By Dezan Shira & Associates
Editor: Rohini Singh
In a long-awaited move, Myanmar’s government recently permitted seven of the 13 foreign banks operating in Myanmar to provide export-financing services. This puts the foreign banks at par with their local counterparts, and provides additional options for local businesses to access credit at more competitive rates.
The decision is a welcome development as Myanmar’s banking system has been highly restrictive for foreign players. Besides providing export financing services, the select foreign banks will be allowed to extend credit to foreign businesses as well as local banks.
While foreign banks may cooperate with local lenders to offer additional services, they will continue to be prohibited from pursuing retail operations, such as opening of saving accounts, local money transfers, and extending loans in local currency.
Overall, Myanmar’s banking sector is in its formative stages of development – bank loans in the nation of 51 million comprise a mere 19 percent of its GDP, far below other emerging economies like Vietnam (36 percent) and Cambodia (108 percent).
Myanmar’s banking reforms
Reform of Myanmar’s banking sector began in 2011 when the government permitted private banks to conduct foreign exchange transactions and set up ATMs across the country.

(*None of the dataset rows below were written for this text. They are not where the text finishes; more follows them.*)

PR #361, opened 2018-05-16
[array_of_tuples] Fix MOI tests

blegat:
The MOI testset works.
For building the vector of terms, I alternate between
```julia
MOI.ScalarAffineTerm.([1, 2], [x, y])
```
and
```julia
[MOI.ScalarAffineTerm.(1, x), MOI.ScalarAffineTerm.(2, y)]
```
As a rule, the thumb, the first one is used when there are more terms.
If we want to have a style guideline for the Test module, now is the time :)


test/functions.jl
```diff
@@ -12,7 +12,7 @@
         fvv = MOI.VectorOfVariables([x, z, y])
         @test MOIU.evalvariables(vi -> vals[vi], fvv) ≈ [3, 5, 1]
         @test MOIU.evalvariables(vi -> vals[vi], fvv) ≈ [3, 5, 1]
-        fsa = MOI.ScalarAffineFunction([x, z, y], [1., 3., 2.], 2.)
+        fsa = MOI.ScalarAffineFunction([MOI.ScalarAffineTerm(1., x), MOI.ScalarAffineTerm(3., z), MOI.ScalarAffineTerm(2., y)], 2.)
```
odow: All of the `Float64`s should be `1.0` instead of `1.`

src/functions.jl
```diff
@@ -254,18 +254,24 @@ function sum_dict(kvs::Vector{Pair{K, V}}) where {K, V}
     d
 end
 
-_dicts(f::ScalarAffineFunction) = sum_dict(Pair.(f.variables, f.coefficients))
-_dicts(f::VectorAffineFunction) = sum_dict(Pair.(tuple.(f.outputindex, f.variables), f.coefficients))
-
+function _pair(t::Union{VectorAffineTerm, VectorQuadraticTerm})
```
mlubin: Could you add some comments explaining what these methods do? Underscore isn't a license to provide no comments :)

mlubin:
`MOI.ScalarAffineTerm.([1, 2], [x, y])` is shorter and just as readable, so I'd say go with that.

In 2012, the government approved the Foreign Exchange Management Law, followed by the enactment of the Central Bank of Myanmar (CBM) Law in 2013. The latter established the autonomy of the CBM as the licensing authority and regulator of all banks in Myanmar. Several other banking regulations followed.
In 2014, the CBM granted a provisional license to nine successful bidders, permitting them to carry out limited financial services in the country.
Two years later, four more overseas banks were granted a license, increasing the total number of foreign lenders authorized to operate in Myanmar to 13. The inclusion added over MMK1.6 trillion (US$1.2 billion) in combined regulatory capital to the system, tripling government revenue.
Finally, the Financial Institutions Law of Myanmar, passed in January 2016, represented a major step towards modernizing the sector. The law established governing regulations for both domestic and foreign financial institutions. It also attempted to level the playing field between private and state-owned banks and confirmed the CBM’s regulatory powers over the banking sector.
While these reforms are hailed as breakthroughs in improving Myanmar’s underdeveloped financial sector, the country’s preferential treatment of state-owned banks with limited capabilities and restrictions on foreign involvement in the sector remain major concerns.
International banks operate in the country through joint venture agreements with local banks or assist foreign-invested companies. Laws prohibit them from engaging in retail banking and direct lending in the local currency. In addition, these banks are restricted to just one branch per bank and are required to invest a minimum paid-up capital of US$75 million. Besides, banks in Myanmar function vastly below international standards. Citizens continue to be wary of the banking system, following a history of poor management under military rule till 2011.
This deep-rooted mistrust has made developing a formalized banking structure a major challenge for the government. Multiple demonetizations, which crippled the economy in the 1980s, followed by lack of government support, only worsened national confidence; 70 percent of rural Myanmar is still unbanked whereas only two percent of the population uses debit cards.
Opportunities for investors
The strongest opportunity for foreign investors in the sector comes from the Myanmar Microfinance Supervisory Enterprise (MMSE), 2012. The MMSE has the authority to issue licenses to new micro-financing companies – both domestic and foreign – that want to establish themselves in the finance sector.
Within five years of operation, the MMSE has granted licenses to over 200 agencies. Most of these companies, however, work in urban areas. This leaves over 60 percent of the population unbanked or without access to financial services – but also serves up as potential for investment growth in the sector.
The United Nations Capital Development Fund estimates that the total demand for financing in Myanmar is almost US$1 billion – about four times more than the current supply.
Digitization of financial services
Banks in Myanmar currently operate under the traditional system of banking, with cash being a primary component in everyday transactions. However, as Myanmar moves towards digitization, prospects for firms providing digital financial solutions are on the rise.
India’s Infosys Limited and Myanmar-based ACE Data Systems Ltd have provided a software system for the digital transformation of the AGD Bank, which is a local player in the sector.
Long term prospects
Restructuring of state banks is a high priority in Myanmar’s economic reform agenda, which possibly entails offering a stake in the state banks to international investors in the long run. This, along with the sheer size of the potential market, presents huge opportunities for foreign investors.
Moving towards a liberalized sector
The government’s plan to increase privatization in the banking sector infuses hope for faster economic growth and improving financial status. The latest development allowing foreign banks to provide trade financing to local traders is a small but key step forward.
Considering the lack of liquidity in local private banks in Myanmar, this move offers much-needed relief to the trading community and provides a more conducive business environment. It is, however, only a first in a series of necessary reforms that must be pursued by the government to secure Myanmar’s appeal for foreign investors and the international banking sector.